The third response in our symposium on Radhika Mongia’s Indian Migration and Empire: A Colonial Genealogy of the Modern State is by Sanjay Seth, who is Professor of Politics at Goldsmiths, University of London. He is the author of Marxist Theory and Nationalist Politics: The Case of Colonial India (Sage, 1995), Subject Lessons: The Western Education of Colonial India (Duke University Press, 2007 and Oxford University Press, 2008) and, most recently, Beyond Reason: Postcolonial Theory and the Social Sciences (Oxford University Press, 2020).

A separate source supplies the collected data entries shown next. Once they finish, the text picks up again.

PR #180, opened 2026-07-17
test(packaging): gate the wheel/sdist against shipping unlicensed third-party data

fxd24:
## The exposure (re-measured on this branch, not taken on faith)

`[tool.hatch.build].exclude` keeps the third-party DeepMatcher/Magellan corpora (vendored for research reproducibility; `ATTRIBUTION.md` but **no explicit redistribution licence**) out of the PyPI artifacts. It is **14 hand-written path literals with no test behind them**. Rename `src/langres/data/datasets/` and every literal quietly matches nothing.

**The build then succeeds with zero warnings and ships the corpora.** That silence is the whole problem. This repo has already shipped a 91%-third-party-data wheel once, so this is a regression of a solved problem.

Measured by renaming the directory on disk and rebuilding:

| | wheel (compressed) | wheel (uncompressed) | CSVs | CSV bytes |
|---|---|---|---|---|
| excludes matching (today) | 745,757 B | 2,163,667 B | 13 | 189,707 B (8.8%) |
| excludes dead (post-rename) | 5,902,391 B | 16,072,058 B | 43 | 14,095,044 B (**87.7%**) |

**The sdist carries the identical exposure** (2.26 MB → 7.39 MB; 13 → 43 CSVs). `[tool.hatch.build]` is target-agnostic and `publish.yml` runs `uv build` + `uv publish`, which uploads **both**. Gated both.

## The invariant, and why it is not derived

The redistribution decision is **not derivable from any property of a file**. Every mechanical rule is measurably wrong on this tree:

- *"no `.csv` ships"* — false: 13 CSVs ship deliberately.
- *"small CSVs ship"* — false: `wdc_computers/valid.csv` (6,106 B) is excluded while `fodors_zagat/fodors.csv` (44,963 B) ships. **No threshold separates them.**
- *"a dir with `ATTRIBUTION.md` ships nothing"* — false: `tiny_fixture` has one and ships all 5 CSVs; `abt_buy`/`amazon_google` have one and ship `peeters_sampled_test.csv`.
- *"only id/label pair files ship"* — false: `fodors.csv` and `person_a.csv` are full record text and ship.

It is a per-file human licence judgement, so the expectation must be a per-file human declaration.

**The tempting derivation is vacuous.** Deriving expected-contents from the excludes themselves (*files on disk minus files matching a pattern*) fails open by construction: after a rename the patterns match nothing, so the derived expectation becomes *"everything ships"* — and the fat wheel **passes**. An expectation regenerated from the thing that broke cannot detect it breaking.

So: **two independent descriptions of one decision** — hatchling's deny patterns, and an allow manifest (`SHIPPED_NON_PY_FILES`) — cross-checked against a real `uv build`. Direction of rot is the point: **a deny list rots open; an allow list rots closed.** It is not the 14 literals restated — it is their complement, and it catches drift the literals cannot see (a rename, a *new* unlicensed dataset, a deleted exclude, a backend swap). Scoped to *non-`.py`* rather than `.csv` so a future `.parquet`/`.json` corpus is caught too.

## What is in the gate

1. `test_every_exclude_pattern_still_matches_real_files` — no build; fails naming the **dead literal**. Catches a rename at its source.
2. `test_wheel_ships_exactly_the_declared_data_files` / `..._sdist_...` — ground truth, against the real artifacts.
3. `test_wheel_stays_under_the_size_ceiling` — generous catch-all (4 MB vs 2.16 MB actual) for payload the manifest cannot see (e.g. a corpus inlined into a `.py` literal). Deliberately **secondary**.

## Mutation proof — it bites

**Real directory rename** (`datasets/` → `benchmarks/`, pyproject untouched) — the exact W2/Stream B scenario:
```
AssertionError: 14 exclude pattern(s) in [tool.hatch.build] match no file on disk:
    - src/langres/data/datasets/dblp_acm/*.csv
    ... (all 14)
AssertionError: langres-0.3.0-py3-none-any.whl ships 52 data file(s) that are NOT
declared redistributable in SHIPPED_NON_PY_FILES:
    + data/benchmarks/abt_buy/tableA.csv ...
AssertionError: ... is 16,072,162 B uncompressed, over the 4,000,000 B ceiling.
=== 4 failed in 2.50s ===
```
**Single mangled literal** (`abt_buy/tableA.csv` → `tableA_RENAMED.csv`) — minimal mutation:
```
AssertionError: 1 exclude pattern(s) ... match no file on disk:
    - src/langres/data/datasets/abt_buy/tableA_RENAMED.csv
AssertionError: ... ships 1 data file(s) that are NOT declared redistributable:
    + data/datasets/abt_buy/tableA.csv
=== 3 failed, 1 passed in 1.33s ===
```
The one that passed is the **size check** — a 324 KB CSV does not breach a 4 MB ceiling. That is exactly why size is the secondary signal and contents are the primary one. Unmutated: `4 passed in 2.47s`.

## Which job runs it — verified, not assumed

Collection tested against the **exact marker expressions in `test.yml`**:

| job | marker expr | trigger | collects all 4? |
|---|---|---|---|
| `test` | `not integration and not slow and not finetune` | `pull_request` | ✅ |
| `test-full` | `not integration and not finetune` | `push` → `[main, feat/arch-refactor]` + `workflow_dispatch` | ✅ |

**Not marked `slow`** — deliberately, and this departs from the brief's expectation that a wheel build would be slow. Measured: **the whole file is ~2.5s** (`uv build` is ~1.6s warm; `uv sync` warms the build env in every CI job). This repo's `slow` marker means torch inference / ~10 min. Marking it `slow` would have **removed it from the per-PR job**, so a rename would only be caught *after* merge. Unmarked, it runs in **both** — the rename is caught on the PR that does it.

## Not done, on purpose

No rename, no move of `data/`, no restructure. This is the gate that makes that move safe; the move is a separate, undecided wave.

## Verification

`3661 passed, 1 skipped, 114 deselected` (99% coverage) · `ruff check` clean · `ruff format --check` 423 files clean · `mypy src/` clean (152 files) · `test_import_tangle.py` unaffected (no new `src` imports).

## Summary by Sourcery

Add a packaging licence gate that ensures built wheels and sdists only include explicitly approved non-Python data files and that Hatch build exclude patterns remain effective.

Documentation:
- Document in `pyproject.toml` how Hatch exclude patterns interact with the new tests and the SHIPPED_NON_PY_FILES manifest, and the requirement to update both when datasets move or change.

Tests:
- Add tests that build real wheel/sdist artifacts with `uv` and assert their non-`.py` contents match a declared allowlist of redistributable data files.
- Add a test ensuring every `[tool.hatch.build].exclude` path pattern still matches files on disk, catching silent failures from dataset renames or moves.
- Add a size-based test that the uncompressed wheel remains under a configurable ceiling as a secondary guard against unexpected payload bloat.

### DIFF
--- a/pyproject.toml
+++ b/pyproject.toml
@@ -141,6 +141,15 @@ build-backend = "hatchling.build"
 # (synthetic, BSD-3), fodors_zagat (small), and the peeters_sampled_test.csv
 # pair sets (id/label triples only -- no third-party record text, and the
 # replication seam's sampling stays inspectable from the wheel).
+#
+# !! THESE ARE PATH LITERALS AND THEY FAIL SILENTLY !! Rename a directory below
+# and every pattern quietly matches nothing: the build still succeeds, with zero
+# warnings, and publishes the corpora (measured: 2.16 MB -> 16.07 MB uncompressed
+# wheel, 87.7% third-party CSVs). tests/test_wheel_contents.py is the gate --
+# it builds the real artifacts and compares them against SHIPPED_NON_PY_FILES,
+# an independent allow manifest of what may ship, and separately asserts every
+# pattern here still matches a real file. Moving a dataset means updating BOTH
+# this list and that manifest; the test tells you if you missed one.
 exclude = [
     "src/langres/data/datasets/dblp_acm/*.csv",
     "src/langres/data/datasets/dblp_scholar/*.csv",
--- a/tests/test_wheel_contents.py
+++ b/tests/test_wheel_contents.py
@@ -221,6 +221,17 @@ def test_sdist_ships_exactly_the_declared_data_files(
     with tarfile.open(sdist) as tf:
         names = [m.name for m in tf.getmembers() if m.isfile()]
 
+    # Locating the package by a path marker already fails closed -- if the sdist
+    # layout moved, nothing matches and every manifest entry reports as missing.
+    # But "23 files missing" would misdiagnose a layout change as a deletion, and
+    # a gate whose message points at the wrong cause wastes the incident. Say so.
+    assert any(marker in name for name in names), (
+        f"{sdist.name} contains no member under '{marker}', so this test cannot see "
+        "the package at all. The sdist layout changed (a src-layout move, or a "
+        "different build backend) -- update the marker; do NOT assume the data is "
+        "simply gone."
+    )
+
     shipped = {
         name.split(marker, 1)[1] for name in names if marker in name and not name.endswith(".py")
     }
@@ -228,6 +239,17 @@ def test_sdist_ships_exactly_the_declared_data_files(
 
 
 def _assert_manifest(shipped: set[str], *, artifact: str) -> None:
+    # Both callers filter `.py` out of `shipped`, so a `.py` entry in the manifest
+    # could never match and would surface as a bogus "missing file" -- a real
+    # licence decision is not being made about langres's own source. Name the
+    # actual mistake instead.
+    stray_py = {p for p in SHIPPED_NON_PY_FILES if p.endswith(".py")}
+    assert not stray_py, (
+        f"SHIPPED_NON_PY_FILES lists {len(stray_py)} `.py` path(s): {sorted(stray_py)}. "
+        "The manifest declares the non-`.py` data payload only; `.py` files are "
+        "langres's own source and are not part of this gate."
+    )
+
     unexpected = shipped - SHIPPED_NON_PY_FILES
     missing = SHIPPED_NON_PY_FILES - shipped
     assert not unexpected, (
--- a/tests/test_wheel_contents.py
+++ b/tests/test_wheel_contents.py
@@ -1,0 +1,261 @@
+"""Licence gate: the published artifacts must ship only data we may redistribute.
+
+`[tool.hatch.build].exclude` in `pyproject.toml` keeps the large third-party
+DeepMatcher/Magellan benchmark corpora (vendored for research reproducibility,
+with ATTRIBUTION.md but **no explicit redistribution licence**) out of the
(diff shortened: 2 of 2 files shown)


fxd24:
## Review response (@sourcery-ai)

**Taken — both were the gate misdiagnosing its own failure**, which matters more than usual in a file whose value *is* the failure message. Fixed in `7a235d5`, each mutation-checked:

- **`.py` in the manifest** — both callers filter `.py` out of the shipped set, so a stray `.py` entry could never match and surfaced as a bogus *"missing file"*. Now: `SHIPPED_NON_PY_FILES lists 1 '.py' path(s): ['verbs.py']. The manifest declares the non-'.py' data payload only`.
- **sdist marker** — it already failed *closed* (marker matches nothing → all 23 entries report missing), but that misreads a **layout change as a mass deletion**. Now asserts the marker was found first: `contains no member under '/lib/langres/' ... The sdist layout changed -- update the marker; do NOT assume the data is simply gone.` I kept it to one assertion rather than the suggested helper — the layout assumption is one line, and a helper around it would be indirection without a second caller.

**Not taken — skipping when `uv` is absent.** This is the one change that would defeat the PR. A licence gate that silently skips itself is not a gate, and this repo has been burned by precisely that failure three times (a CI step *named* "95% coverage gate" that enforced 90; a cancelled run read as green; a review bot reporting pass without fetching the diff). `pytest.skip` converts "we cannot verify what we publish" into a green tick — the exact silence this PR exists to remove. `uv run pytest` is the repo's paved road (`CLAUDE.md`, `.claude/rules/python-style.md`) and every CI job installs uv via `setup-uv`, so the failure mode is a misconfigured dev env, which should be loud. The `pytest.fail` message says so and names the fix.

Radhika’s Indian Migration and Empire is subtitled ‘A Colonial Genealogy of the Modern State’, and part of the book’s argument is that while it is assumed that control of migration ‘is a defining, definitive, unchanging, and unchangeable element of (state) sovereignty’ (p. 7), in fact control of migration within the British empire occurred late and helped to produce state sovereignty. In making this argument Radhika traces how, in the wake of the abolition of slavery in 1834, the British empire played an active role in facilitating the movement of its Indian citizens into its ex-slave plantation colonies as much needed indentured labour, and developed elaborate governmental machinery to do so; by contrast, the movement of peoples other than indentured labourers within the British empire was largely unregulated and not constrained. It was in fact the white dominions of the empire that sought to restrict and regulate the entry of non-white imperial subjects, finally achieving their aim following the Komagata Maru incident in 1914. It was only after this that the freedom of British subjects to move from one part of the empire to another was abandoned, and a passport system allowing race-based restriction was introduced. Mongia concludes, ‘control over mobility does not occur after the formation of the nation-state … the very development of the nation-state occurred, in part, to control mobility across the axis of the nation/race’ (p. 139, emphasis in original). The modern sovereign state thus has a colonial and imperial genealogy.

komagata maru

This book is a distinguished addition to a growing literature that requires us to recognise that the conventional picture of the sovereign state as the foundation of certain practices has things the wrong way around. Another recent example is Tarak Barkawi’s Soldiers of Empire (2017), which similarly challenges the assumption that modern wars between states have been fought by the armies of these states, such that we may assume a ‘sovereign territorial package of state, army, and society’. In fact, this has been the exception rather than the rule. The armies that fought in most of the colonial campaigns of the coloniser countries, and in the world wars, were imperial armies, most notably in the cases of France and Britain. The British Indian army numbered some one million men during World War I, and 10% of the soldiers who fought for the British Empire in this war were in the British Indian army; in World War II the Indian army comprised more than two million members and operated across three continents. The nation-state army is in significant measure an outcome of World War II, rather than the basis of it and the mode in which it was fought; it was only well after that war that national armies and sovereign states became isomorphous, and thus, as Barkawi colourfully expresses it, this war ‘consumed one world order and spat out another’.

Although her book crosses many disciplinary boundaries, Radhika writes, I think, above all as a historian (as do I, though interestingly, we are respectively in departments of sociology and politics), and part of the strength of the book is the varied and dispersed archive upon which it is able to draw. But the import of her argument, as she recognises and seeks to develop it, applies to all disciplines and forms of intellectual activity which take the sovereign, territorial state as a given – that is to say, almost all social science and humanities disciplines.